Prompt – Find every line in the records that holds the string "idea". Copy each one.

Excerpted data –
───
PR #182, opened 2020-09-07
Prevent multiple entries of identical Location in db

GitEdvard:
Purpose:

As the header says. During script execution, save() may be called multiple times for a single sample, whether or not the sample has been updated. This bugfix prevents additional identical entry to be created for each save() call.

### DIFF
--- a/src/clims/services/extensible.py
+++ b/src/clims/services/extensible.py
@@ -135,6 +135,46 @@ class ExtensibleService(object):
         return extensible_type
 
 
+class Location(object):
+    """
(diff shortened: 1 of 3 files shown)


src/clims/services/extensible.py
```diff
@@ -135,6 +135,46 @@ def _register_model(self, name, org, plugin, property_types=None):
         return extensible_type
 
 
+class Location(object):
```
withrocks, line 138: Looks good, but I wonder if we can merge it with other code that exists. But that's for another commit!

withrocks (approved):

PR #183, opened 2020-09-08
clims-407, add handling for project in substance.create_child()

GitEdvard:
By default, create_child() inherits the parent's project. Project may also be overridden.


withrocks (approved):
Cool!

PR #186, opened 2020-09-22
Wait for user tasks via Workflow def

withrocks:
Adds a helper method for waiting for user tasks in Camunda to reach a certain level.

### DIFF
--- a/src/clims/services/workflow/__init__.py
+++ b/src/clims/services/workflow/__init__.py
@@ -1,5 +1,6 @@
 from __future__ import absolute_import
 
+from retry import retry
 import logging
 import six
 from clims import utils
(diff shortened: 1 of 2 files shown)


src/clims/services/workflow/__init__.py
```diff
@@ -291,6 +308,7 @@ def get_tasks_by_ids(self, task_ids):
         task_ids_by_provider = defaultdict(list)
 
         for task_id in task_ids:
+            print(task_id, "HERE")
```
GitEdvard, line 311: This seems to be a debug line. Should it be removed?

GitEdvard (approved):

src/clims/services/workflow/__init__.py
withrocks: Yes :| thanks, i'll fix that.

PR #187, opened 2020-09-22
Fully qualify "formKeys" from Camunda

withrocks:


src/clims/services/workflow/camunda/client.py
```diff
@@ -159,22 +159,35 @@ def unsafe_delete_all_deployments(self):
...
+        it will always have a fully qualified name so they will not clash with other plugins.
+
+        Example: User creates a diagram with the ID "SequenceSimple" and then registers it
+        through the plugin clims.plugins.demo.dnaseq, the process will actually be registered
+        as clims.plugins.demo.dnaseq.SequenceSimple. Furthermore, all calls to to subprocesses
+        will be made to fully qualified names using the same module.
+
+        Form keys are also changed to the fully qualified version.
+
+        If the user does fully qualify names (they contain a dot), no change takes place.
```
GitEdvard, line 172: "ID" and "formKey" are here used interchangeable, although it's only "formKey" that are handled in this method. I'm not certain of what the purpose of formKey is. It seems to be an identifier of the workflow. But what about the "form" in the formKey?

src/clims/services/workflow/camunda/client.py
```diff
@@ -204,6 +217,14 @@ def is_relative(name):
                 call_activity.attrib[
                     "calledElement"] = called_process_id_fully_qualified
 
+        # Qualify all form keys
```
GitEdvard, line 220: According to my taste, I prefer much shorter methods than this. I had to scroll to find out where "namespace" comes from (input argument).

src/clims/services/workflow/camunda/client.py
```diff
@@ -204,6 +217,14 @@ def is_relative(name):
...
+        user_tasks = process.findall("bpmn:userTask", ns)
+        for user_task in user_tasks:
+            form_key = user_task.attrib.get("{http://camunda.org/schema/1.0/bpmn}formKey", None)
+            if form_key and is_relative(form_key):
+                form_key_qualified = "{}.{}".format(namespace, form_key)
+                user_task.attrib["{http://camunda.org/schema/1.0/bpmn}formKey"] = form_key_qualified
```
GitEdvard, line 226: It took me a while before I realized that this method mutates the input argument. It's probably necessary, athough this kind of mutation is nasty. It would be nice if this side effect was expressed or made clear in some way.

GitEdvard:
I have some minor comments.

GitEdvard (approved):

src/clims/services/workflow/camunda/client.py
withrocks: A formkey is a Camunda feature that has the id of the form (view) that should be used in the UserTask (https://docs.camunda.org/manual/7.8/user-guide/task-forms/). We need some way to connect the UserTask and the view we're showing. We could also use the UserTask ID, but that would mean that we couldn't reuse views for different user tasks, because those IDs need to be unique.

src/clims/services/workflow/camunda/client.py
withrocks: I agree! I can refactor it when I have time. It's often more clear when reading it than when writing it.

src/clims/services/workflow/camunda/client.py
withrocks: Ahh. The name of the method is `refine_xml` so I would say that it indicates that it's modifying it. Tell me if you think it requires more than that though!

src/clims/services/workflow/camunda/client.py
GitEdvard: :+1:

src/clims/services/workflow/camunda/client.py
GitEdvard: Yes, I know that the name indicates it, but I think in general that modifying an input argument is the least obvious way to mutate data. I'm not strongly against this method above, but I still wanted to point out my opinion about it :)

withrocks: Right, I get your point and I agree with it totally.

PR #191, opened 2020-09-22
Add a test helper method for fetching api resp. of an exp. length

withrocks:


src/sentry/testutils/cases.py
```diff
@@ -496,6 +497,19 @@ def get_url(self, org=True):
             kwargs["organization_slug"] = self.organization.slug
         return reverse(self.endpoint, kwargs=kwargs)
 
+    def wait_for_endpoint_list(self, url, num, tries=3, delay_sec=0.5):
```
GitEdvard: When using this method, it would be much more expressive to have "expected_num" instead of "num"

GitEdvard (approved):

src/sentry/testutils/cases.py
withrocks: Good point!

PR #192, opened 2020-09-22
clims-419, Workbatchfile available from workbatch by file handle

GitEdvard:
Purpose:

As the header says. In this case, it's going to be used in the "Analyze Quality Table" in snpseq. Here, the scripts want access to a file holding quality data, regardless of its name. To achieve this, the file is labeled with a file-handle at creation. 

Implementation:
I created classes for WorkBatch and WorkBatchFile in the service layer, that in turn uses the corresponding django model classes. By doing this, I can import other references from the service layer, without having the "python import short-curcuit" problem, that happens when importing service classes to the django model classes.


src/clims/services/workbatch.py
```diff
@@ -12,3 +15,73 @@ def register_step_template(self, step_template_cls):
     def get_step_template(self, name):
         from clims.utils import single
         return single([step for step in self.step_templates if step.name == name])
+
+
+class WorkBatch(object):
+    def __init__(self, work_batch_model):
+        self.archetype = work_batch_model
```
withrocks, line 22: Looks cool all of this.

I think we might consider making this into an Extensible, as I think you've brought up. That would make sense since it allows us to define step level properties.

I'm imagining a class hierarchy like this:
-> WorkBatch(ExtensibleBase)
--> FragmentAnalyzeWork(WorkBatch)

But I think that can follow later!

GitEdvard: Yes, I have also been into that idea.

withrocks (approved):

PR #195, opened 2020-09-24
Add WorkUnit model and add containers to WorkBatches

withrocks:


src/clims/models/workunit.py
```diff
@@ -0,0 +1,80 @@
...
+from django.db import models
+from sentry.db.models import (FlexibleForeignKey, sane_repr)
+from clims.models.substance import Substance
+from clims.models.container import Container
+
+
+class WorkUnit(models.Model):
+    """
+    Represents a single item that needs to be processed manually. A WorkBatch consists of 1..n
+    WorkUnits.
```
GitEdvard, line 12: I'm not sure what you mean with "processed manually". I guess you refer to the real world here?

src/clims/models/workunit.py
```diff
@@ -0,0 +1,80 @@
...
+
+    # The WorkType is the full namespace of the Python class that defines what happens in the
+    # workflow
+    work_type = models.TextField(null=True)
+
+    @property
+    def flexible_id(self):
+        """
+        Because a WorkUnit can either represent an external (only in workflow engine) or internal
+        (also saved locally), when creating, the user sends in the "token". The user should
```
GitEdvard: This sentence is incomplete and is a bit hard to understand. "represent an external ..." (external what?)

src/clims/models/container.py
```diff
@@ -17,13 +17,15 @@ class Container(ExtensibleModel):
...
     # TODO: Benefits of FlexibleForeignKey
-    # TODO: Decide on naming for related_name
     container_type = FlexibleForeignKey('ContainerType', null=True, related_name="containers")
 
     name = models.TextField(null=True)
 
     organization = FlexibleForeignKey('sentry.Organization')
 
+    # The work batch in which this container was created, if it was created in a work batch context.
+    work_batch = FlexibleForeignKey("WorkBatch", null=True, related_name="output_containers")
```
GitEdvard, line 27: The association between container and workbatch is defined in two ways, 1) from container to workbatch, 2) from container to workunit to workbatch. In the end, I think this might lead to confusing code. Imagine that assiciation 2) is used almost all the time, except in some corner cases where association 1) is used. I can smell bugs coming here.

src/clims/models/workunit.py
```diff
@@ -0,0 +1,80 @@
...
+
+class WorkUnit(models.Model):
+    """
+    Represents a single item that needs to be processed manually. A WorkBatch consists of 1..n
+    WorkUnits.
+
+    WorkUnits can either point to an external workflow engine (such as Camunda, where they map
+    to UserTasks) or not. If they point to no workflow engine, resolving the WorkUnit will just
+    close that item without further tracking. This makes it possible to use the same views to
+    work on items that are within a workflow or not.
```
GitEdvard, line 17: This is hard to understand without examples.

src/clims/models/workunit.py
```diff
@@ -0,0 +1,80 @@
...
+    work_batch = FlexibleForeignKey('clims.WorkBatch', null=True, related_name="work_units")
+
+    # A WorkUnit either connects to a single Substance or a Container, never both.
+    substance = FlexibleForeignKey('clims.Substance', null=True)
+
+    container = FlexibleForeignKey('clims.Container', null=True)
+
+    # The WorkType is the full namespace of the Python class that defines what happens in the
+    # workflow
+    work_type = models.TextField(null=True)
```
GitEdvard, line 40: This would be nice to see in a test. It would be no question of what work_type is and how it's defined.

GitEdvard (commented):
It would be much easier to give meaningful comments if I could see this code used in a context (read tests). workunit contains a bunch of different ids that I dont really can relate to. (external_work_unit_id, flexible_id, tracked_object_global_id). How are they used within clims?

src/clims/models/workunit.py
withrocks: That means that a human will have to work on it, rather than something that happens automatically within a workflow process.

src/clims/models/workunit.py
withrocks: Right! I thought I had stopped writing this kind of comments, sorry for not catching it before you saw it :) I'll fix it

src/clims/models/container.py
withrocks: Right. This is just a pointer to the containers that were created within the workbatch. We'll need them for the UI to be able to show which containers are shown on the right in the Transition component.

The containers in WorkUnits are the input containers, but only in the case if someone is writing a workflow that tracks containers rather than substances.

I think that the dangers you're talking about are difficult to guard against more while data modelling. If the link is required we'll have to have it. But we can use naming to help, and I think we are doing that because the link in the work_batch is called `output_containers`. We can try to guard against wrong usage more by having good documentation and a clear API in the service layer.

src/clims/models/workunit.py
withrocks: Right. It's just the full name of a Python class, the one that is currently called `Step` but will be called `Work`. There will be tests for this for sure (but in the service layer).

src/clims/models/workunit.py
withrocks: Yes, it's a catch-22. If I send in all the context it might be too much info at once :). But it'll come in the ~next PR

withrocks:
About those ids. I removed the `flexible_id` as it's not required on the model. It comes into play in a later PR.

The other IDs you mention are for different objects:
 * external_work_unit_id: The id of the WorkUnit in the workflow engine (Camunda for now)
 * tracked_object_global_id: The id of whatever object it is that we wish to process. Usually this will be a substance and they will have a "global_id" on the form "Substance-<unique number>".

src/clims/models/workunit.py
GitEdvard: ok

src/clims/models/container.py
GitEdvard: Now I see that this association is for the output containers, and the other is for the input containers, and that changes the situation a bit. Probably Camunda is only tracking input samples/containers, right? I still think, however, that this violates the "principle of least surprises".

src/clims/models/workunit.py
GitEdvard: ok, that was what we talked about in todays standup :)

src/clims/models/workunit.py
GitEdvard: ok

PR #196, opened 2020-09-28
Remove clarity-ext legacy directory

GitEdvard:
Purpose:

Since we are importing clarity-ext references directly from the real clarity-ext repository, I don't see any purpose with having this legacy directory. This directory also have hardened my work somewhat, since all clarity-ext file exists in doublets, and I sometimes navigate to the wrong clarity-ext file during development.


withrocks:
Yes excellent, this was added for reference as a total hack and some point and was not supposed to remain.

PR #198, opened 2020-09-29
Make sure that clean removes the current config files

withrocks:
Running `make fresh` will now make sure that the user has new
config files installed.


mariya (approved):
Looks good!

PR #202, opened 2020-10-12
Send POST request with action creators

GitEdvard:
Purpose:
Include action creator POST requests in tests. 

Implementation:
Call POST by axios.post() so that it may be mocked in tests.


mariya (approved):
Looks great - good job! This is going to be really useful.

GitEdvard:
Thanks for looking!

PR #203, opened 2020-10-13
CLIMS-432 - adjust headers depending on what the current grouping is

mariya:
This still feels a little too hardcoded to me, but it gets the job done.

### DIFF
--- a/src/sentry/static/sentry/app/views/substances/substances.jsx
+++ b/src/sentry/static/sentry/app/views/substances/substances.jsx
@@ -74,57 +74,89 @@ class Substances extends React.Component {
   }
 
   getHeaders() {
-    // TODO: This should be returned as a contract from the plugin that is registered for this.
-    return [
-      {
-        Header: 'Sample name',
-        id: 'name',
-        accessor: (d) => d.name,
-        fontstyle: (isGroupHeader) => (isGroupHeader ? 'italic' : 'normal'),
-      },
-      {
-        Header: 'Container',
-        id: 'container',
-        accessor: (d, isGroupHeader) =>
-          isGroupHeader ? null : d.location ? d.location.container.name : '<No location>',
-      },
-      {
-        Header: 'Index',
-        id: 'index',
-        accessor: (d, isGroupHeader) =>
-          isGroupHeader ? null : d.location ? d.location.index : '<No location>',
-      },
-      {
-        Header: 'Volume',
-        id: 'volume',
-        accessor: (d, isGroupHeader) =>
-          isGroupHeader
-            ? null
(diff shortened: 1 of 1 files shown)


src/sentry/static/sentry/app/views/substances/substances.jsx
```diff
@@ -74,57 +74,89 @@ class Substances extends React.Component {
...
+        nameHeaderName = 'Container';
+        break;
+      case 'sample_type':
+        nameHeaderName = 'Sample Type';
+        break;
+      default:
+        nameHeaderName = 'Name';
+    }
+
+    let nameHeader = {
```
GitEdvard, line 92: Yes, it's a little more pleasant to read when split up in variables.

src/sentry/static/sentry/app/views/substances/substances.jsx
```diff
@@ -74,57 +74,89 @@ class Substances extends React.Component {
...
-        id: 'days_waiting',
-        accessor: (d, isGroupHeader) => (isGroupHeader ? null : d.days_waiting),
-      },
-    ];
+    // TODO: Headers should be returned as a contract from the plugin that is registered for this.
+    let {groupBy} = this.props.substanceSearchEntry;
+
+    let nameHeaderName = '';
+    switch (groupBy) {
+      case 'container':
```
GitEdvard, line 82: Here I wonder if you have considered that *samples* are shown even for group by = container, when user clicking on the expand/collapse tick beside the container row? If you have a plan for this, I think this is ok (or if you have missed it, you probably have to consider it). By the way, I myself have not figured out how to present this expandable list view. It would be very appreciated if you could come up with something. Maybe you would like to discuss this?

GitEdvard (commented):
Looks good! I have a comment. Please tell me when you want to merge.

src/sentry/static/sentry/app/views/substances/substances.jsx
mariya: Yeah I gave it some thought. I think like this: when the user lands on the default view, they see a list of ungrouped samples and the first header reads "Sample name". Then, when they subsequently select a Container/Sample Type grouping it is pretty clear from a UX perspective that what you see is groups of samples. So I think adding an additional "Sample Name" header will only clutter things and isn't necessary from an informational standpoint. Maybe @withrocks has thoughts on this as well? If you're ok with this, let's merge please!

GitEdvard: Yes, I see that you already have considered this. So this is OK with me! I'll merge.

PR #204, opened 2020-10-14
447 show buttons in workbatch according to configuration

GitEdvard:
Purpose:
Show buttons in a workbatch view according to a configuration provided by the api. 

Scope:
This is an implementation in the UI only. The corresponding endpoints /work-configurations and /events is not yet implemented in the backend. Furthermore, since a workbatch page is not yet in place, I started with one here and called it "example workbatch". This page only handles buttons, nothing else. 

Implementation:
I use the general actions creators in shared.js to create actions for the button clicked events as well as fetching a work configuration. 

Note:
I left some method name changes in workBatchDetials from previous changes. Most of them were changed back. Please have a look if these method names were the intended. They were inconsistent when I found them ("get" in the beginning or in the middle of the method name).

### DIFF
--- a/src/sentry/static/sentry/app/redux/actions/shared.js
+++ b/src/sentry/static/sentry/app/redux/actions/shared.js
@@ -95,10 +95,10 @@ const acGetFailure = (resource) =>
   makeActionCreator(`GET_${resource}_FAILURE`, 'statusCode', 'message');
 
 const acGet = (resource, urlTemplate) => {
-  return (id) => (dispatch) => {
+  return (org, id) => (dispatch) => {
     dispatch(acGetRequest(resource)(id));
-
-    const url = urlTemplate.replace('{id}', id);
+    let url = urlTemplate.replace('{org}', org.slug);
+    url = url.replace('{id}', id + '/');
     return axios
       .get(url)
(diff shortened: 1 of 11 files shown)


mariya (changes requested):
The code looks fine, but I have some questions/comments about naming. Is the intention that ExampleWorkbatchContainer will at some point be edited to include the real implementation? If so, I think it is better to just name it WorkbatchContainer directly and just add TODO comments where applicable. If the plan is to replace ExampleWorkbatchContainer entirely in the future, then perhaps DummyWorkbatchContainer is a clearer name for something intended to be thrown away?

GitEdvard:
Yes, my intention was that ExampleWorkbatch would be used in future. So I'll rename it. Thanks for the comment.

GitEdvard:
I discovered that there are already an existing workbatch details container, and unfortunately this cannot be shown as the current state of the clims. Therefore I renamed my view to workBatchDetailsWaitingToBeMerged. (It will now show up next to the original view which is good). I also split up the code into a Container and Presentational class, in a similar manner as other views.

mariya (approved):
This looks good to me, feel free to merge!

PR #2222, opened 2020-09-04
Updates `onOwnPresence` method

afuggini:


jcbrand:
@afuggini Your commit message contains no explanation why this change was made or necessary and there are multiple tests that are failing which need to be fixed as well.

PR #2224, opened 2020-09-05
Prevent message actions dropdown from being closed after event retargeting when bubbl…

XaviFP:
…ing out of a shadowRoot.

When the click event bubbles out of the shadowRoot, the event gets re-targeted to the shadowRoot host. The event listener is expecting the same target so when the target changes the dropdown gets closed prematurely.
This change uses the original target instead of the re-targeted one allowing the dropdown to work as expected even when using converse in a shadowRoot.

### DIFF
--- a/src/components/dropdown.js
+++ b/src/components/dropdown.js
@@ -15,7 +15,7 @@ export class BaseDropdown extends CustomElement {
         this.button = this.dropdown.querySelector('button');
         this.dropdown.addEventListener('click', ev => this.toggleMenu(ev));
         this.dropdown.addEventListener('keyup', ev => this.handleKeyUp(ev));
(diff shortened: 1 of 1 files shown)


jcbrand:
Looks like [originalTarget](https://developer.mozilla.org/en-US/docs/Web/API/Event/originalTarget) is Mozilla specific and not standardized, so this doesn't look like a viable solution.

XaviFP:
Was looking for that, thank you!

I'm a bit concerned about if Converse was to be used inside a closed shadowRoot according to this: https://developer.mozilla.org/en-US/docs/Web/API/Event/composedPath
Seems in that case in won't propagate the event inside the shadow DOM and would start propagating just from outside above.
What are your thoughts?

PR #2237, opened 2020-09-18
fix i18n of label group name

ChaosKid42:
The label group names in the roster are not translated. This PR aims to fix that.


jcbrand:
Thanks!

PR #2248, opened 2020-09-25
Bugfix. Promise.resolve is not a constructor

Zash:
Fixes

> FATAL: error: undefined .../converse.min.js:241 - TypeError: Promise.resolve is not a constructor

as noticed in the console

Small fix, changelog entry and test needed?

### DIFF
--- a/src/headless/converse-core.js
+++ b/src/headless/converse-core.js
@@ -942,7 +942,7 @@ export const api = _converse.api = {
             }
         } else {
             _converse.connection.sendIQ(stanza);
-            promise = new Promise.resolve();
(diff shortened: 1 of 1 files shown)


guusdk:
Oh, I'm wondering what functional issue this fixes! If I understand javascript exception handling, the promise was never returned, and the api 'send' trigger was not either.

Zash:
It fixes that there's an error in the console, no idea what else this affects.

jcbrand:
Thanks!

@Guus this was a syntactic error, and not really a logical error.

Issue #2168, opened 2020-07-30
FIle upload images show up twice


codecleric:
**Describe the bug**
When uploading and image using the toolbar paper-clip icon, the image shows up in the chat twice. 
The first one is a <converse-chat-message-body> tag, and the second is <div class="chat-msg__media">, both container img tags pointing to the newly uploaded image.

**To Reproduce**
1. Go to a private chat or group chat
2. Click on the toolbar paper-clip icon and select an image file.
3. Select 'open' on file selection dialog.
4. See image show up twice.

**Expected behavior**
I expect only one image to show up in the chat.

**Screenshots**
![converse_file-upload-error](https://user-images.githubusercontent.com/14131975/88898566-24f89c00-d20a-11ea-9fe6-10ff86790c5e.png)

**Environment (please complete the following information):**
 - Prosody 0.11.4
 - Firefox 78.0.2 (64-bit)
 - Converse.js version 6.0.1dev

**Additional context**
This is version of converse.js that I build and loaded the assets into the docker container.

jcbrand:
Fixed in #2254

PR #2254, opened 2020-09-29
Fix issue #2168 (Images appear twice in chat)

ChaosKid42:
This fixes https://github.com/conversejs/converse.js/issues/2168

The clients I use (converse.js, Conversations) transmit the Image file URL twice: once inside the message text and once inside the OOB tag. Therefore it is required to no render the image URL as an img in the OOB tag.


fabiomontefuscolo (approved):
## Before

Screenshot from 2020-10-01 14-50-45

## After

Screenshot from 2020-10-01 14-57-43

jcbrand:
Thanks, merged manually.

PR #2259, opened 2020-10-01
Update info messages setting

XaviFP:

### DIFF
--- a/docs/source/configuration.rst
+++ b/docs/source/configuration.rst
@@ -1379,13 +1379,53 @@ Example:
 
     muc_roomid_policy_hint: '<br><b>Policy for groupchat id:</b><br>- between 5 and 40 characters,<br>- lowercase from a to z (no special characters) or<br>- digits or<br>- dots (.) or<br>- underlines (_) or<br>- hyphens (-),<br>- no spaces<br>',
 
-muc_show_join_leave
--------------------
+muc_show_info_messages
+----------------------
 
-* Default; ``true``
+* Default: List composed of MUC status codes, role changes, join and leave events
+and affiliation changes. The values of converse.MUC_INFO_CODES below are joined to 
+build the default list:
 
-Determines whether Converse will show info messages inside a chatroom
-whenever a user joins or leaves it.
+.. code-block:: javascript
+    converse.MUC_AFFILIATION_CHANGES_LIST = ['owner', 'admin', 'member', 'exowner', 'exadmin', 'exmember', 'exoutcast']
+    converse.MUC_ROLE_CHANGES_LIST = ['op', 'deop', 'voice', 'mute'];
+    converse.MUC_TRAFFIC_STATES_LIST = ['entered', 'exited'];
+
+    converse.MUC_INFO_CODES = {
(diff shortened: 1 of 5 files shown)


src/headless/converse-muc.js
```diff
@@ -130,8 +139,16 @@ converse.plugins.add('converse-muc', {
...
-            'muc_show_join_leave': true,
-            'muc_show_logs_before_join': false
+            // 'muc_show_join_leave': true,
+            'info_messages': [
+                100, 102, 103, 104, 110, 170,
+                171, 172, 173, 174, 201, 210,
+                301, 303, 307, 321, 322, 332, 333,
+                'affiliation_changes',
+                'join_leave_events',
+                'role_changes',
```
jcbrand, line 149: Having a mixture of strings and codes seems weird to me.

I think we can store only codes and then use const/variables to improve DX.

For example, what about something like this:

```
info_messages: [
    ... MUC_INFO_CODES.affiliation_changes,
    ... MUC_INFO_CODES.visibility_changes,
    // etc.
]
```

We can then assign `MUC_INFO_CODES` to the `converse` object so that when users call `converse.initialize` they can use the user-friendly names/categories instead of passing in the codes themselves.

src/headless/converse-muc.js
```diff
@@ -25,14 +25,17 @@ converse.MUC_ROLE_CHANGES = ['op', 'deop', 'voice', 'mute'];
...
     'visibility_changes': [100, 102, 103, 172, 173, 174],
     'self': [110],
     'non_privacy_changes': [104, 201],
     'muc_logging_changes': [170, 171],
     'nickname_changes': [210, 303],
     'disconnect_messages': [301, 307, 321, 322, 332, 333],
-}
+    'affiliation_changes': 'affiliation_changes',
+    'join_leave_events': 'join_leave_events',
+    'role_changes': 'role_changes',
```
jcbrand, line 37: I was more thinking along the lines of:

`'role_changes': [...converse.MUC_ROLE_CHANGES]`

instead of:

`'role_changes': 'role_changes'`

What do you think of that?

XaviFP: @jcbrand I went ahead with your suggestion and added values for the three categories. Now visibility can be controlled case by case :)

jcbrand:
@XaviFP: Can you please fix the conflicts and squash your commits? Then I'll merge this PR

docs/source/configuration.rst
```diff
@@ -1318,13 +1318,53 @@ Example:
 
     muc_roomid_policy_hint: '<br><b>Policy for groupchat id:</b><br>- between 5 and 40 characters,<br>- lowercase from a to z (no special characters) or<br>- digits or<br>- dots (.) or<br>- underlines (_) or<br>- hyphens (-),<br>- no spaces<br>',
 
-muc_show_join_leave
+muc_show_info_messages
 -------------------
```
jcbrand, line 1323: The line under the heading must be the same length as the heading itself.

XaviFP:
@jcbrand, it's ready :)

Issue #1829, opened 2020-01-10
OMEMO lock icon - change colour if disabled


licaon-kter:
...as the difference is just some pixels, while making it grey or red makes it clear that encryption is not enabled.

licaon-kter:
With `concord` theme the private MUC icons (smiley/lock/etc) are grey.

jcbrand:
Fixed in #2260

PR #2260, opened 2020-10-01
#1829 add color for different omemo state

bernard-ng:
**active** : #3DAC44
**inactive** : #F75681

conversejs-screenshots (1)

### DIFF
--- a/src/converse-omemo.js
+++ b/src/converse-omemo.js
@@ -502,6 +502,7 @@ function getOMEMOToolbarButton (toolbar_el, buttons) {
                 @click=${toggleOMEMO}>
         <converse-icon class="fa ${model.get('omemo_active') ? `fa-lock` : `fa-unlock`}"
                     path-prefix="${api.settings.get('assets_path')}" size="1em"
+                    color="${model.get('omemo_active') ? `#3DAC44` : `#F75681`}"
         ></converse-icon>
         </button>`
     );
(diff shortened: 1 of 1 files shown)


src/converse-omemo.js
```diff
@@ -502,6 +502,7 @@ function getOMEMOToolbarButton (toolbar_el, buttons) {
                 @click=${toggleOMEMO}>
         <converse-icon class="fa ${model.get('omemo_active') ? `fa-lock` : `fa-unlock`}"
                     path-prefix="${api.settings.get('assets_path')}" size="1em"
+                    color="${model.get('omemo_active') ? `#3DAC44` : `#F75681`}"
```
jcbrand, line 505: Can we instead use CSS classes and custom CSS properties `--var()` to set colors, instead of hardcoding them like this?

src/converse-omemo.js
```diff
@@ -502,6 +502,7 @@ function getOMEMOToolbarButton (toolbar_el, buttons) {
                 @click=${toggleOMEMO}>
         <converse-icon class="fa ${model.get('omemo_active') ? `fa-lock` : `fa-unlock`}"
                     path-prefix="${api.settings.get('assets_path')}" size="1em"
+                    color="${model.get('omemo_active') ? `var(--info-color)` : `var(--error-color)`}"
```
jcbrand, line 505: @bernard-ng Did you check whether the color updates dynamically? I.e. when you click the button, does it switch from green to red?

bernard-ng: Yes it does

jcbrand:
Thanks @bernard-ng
───
Expected answer –
GitEdvard: Yes, I have also been into that idea.
It fixes that there's an error in the console, no idea what else this affects.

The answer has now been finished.